Reproduce the entries below, please. Keep every character the same.

## INFORMATION SUPPLIED
- - - -
PR #7489, opened 2023-09-12
fix(reporter): Align setting `licenseInfoInFiles` with the spec v2.2

fviernau:
The description for the `filesAnalyzed` attribute says that "If false, the package shall not contain any files.", see [1]. This in turn implies that `licenseInfoInFiles` must be empty in that case.

Running [2] against an SPDX document which has a package with `filesAnalyzed=false` and a non-empty value for `licenseInfoInFiles` yields an error saying that the document is not valid for mentioned reason.

Fix that issue by reporting non-empty `licenseInfoInFiles` only for VCS and source artifact packages.

[1] https://github.com/spdx/spdx-spec/blob/development/v2.2.1/chapters/package-information.md#78-files-analyzed-field-
[2] https://github.com/spdx/tools-python

### DIFF
--- a/plugins/reporters/spdx/src/funTest/assets/spdx-document-reporter-expected-output.spdx.json
+++ b/plugins/reporters/spdx/src/funTest/assets/spdx-document-reporter-expected-output.spdx.json
@@ -47,7 +47,6 @@
     "homepage" : "first package's homepage URL",
     "licenseConcluded" : "BSD-2-Clause AND BSD-3-Clause AND MIT",
     "licenseDeclared" : "BSD-3-Clause AND (MIT OR GPL-2.0-only)",
-    "licenseInfoFromFiles" : [ "Apache-2.0", "BSD-2-Clause" ],
     "name" : "first-package",
     "summary" : "A package with all supported attributes set, with a VCS URL containing a user name, and with two scan results for the VCS containing copyright findings matched to a license finding.",
     "versionInfo" : "0.0.1"
@@ -89,7 +88,6 @@
     "homepage" : "first package's homepage URL",
     "licenseConcluded" : "NOASSERTION",
     "licenseDeclared" : "BSD-3-Clause AND (MIT OR GPL-2.0-only)",
-    "licenseInfoFromFiles" : [ "Apache-2.0", "BSD-2-Clause" ],
     "name" : "first-package",
     "summary" : "A package with all supported attributes set, with a VCS URL containing a user name, and with two scan results for the VCS containing copyright findings matched to a license finding.",
     "versionInfo" : "0.0.1"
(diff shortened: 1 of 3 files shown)


plugins/reporters/spdx/src/funTest/assets/spdx-document-reporter-expected-output.spdx.json
mnonnenmacher, line 1: Commit message: "licenseInfoInFiles" -> "licenseInfoFromFiles" in several places.

plugins/reporters/spdx/src/main/kotlin/Extensions.kt
```diff
@@ -170,15 +170,16 @@ internal fun Package.toSpdxPackage(
...
+        licenseInfoFromFiles = emptyList<String>().takeIf { packageVerificationCode == null } ?:
+            licenseInfoResolver.resolveLicenseInfo(id)
+                .filterExcluded()
+                .filter(LicenseView.ONLY_DETECTED)
+                .map { resolvedLicense ->
+                    resolvedLicense.license.takeIf { it.isValid(SpdxExpression.Strictness.ALLOW_DEPRECATED) }
+                        .nullOrBlankToSpdxNoassertionOrNone()
+                }
+                .distinct()
+                .sorted(),
```
mnonnenmacher, line 182: What I don't understand about the issue is that in the cases where the `licenseInfoFromFiles` is removed in the expected results files there were obviously detected licenses, but `filesAnalyzed` is `false`. As the `packageVerificationCode` is used to set the `filesAnalyzed` property, why is there no package verification code in cases where there are detected licenses?

plugins/reporters/spdx/src/main/kotlin/Extensions.kt
```diff
@@ -170,15 +170,16 @@ internal fun Package.toSpdxPackage(
...
-        licenseInfoFromFiles = licenseInfoResolver.resolveLicenseInfo(id)
-            .filterExcluded()
-            .filter(LicenseView.ONLY_DETECTED)
-            .map { resolvedLicense ->
-                resolvedLicense.license.takeIf { it.isValid(SpdxExpression.Strictness.ALLOW_DEPRECATED) }
-                    .nullOrBlankToSpdxNoassertionOrNone()
-            }
-            .distinct()
-            .sorted(),
+        licenseInfoFromFiles = emptyList<String>().takeIf { packageVerificationCode == null } ?:
```
mnonnenmacher, line 173: I would prefer a simple `if/else` for readability.

mnonnenmacher (changes requested):

plugins/reporters/spdx/src/main/kotlin/Extensions.kt
fviernau: In the `SpdxDocument` the reporter produces, each dependency is represented by two packages:

1. The binary package.
2. The source artifact package OR the VCS package, depending on what was scanned.

Previously, `licenseInfoFromFiles` was included redundantly for both 1 and 2. Now, it is only reported for 2. Also, analog situation for the package verification code.

sschuberth (approved):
- - - -
## REPLY
PR #7489, opened 2023-09-12
fix(reporter): Align setting `licenseInfoInFiles` with the spec v2.2

fviernau:
The description for the `filesAnalyzed` attribute says that "If false, the package shall not contain any files.", see [1]. This in turn implies that `licenseInfoInFiles` must be empty in that case.

Running [2] against an SPDX document which has a package with `filesAnalyzed=false` and a non-empty value for `licenseInfoInFiles` yields an error saying that the document is not valid for mentioned reason.

Fix that issue by reporting non-empty `licenseInfoInFiles` only for VCS and source artifact packages.

[1] https://github.com/spdx/spdx-spec/blob/development/v2.2.1/chapters/package-information.md#78-files-analyzed-field-
[2] https://github.com/spdx/tools-python

### DIFF
--- a/plugins/reporters/spdx/src/funTest/assets/spdx-document-reporter-expected-output.spdx.json
+++ b/plugins/reporters/spdx/src/funTest/assets/spdx-document-reporter-expected-output.spdx.json
@@ -47,7 +47,6 @@
     "homepage" : "first package's homepage URL",
     "licenseConcluded" : "BSD-2-Clause AND BSD-3-Clause AND MIT",
     "licenseDeclared" : "BSD-3-Clause AND (MIT OR GPL-2.0-only)",
-    "licenseInfoFromFiles" : [ "Apache-2.0", "BSD-2-Clause" ],
     "name" : "first-package",
     "summary" : "A package with all supported attributes set, with a VCS URL containing a user name, and with two scan results for the VCS containing copyright findings matched to a license finding.",
     "versionInfo" : "0.0.1"
@@ -89,7 +88,6 @@
     "homepage" : "first package's homepage URL",
     "licenseConcluded" : "NOASSERTION",
     "licenseDeclared" : "BSD-3-Clause AND (MIT OR GPL-2.0-only)",
-    "licenseInfoFromFiles" : [ "Apache-2.0", "BSD-2-Clause" ],
     "name" : "first-package",
     "summary" : "A package with all supported attributes set, with a VCS URL containing a user name, and with two scan results for the VCS containing copyright findings matched to a license finding.",
     "versionInfo" : "0.0.1"
(diff shortened: 1 of 3 files shown)


plugins/reporters/spdx/src/funTest/assets/spdx-document-reporter-expected-output.spdx.json
mnonnenmacher, line 1: Commit message: "licenseInfoInFiles" -> "licenseInfoFromFiles" in several places.

plugins/reporters/spdx/src/main/kotlin/Extensions.kt
```diff
@@ -170,15 +170,16 @@ internal fun Package.toSpdxPackage(
...
+        licenseInfoFromFiles = emptyList<String>().takeIf { packageVerificationCode == null } ?:
+            licenseInfoResolver.resolveLicenseInfo(id)
+                .filterExcluded()
+                .filter(LicenseView.ONLY_DETECTED)
+                .map { resolvedLicense ->
+                    resolvedLicense.license.takeIf { it.isValid(SpdxExpression.Strictness.ALLOW_DEPRECATED) }
+                        .nullOrBlankToSpdxNoassertionOrNone()
+                }
+                .distinct()
+                .sorted(),
```
mnonnenmacher, line 182: What I don't understand about the issue is that in the cases where the `licenseInfoFromFiles` is removed in the expected results files there were obviously detected licenses, but `filesAnalyzed` is `false`. As the `packageVerificationCode` is used to set the `filesAnalyzed` property, why is there no package verification code in cases where there are detected licenses?

plugins/reporters/spdx/src/main/kotlin/Extensions.kt
```diff
@@ -170,15 +170,16 @@ internal fun Package.toSpdxPackage(
...
-        licenseInfoFromFiles = licenseInfoResolver.resolveLicenseInfo(id)
-            .filterExcluded()
-            .filter(LicenseView.ONLY_DETECTED)
-            .map { resolvedLicense ->
-                resolvedLicense.license.takeIf { it.isValid(SpdxExpression.Strictness.ALLOW_DEPRECATED) }
-                    .nullOrBlankToSpdxNoassertionOrNone()
-            }
-            .distinct()
-            .sorted(),
+        licenseInfoFromFiles = emptyList<String>().takeIf { packageVerificationCode == null } ?:
```
mnonnenmacher, line 173: I would prefer a simple `if/else` for readability.

mnonnenmacher (changes requested):

plugins/reporters/spdx/src/main/kotlin/Extensions.kt
fviernau: In the `SpdxDocument` the reporter produces, each dependency is represented by two packages:

1. The binary package.
2. The source artifact package OR the VCS package, depending on what was scanned.

Previously, `licenseInfoFromFiles` was included redundantly for both 1 and 2. Now, it is only reported for 2. Also, analog situation for the package verification code.

sschuberth (approved):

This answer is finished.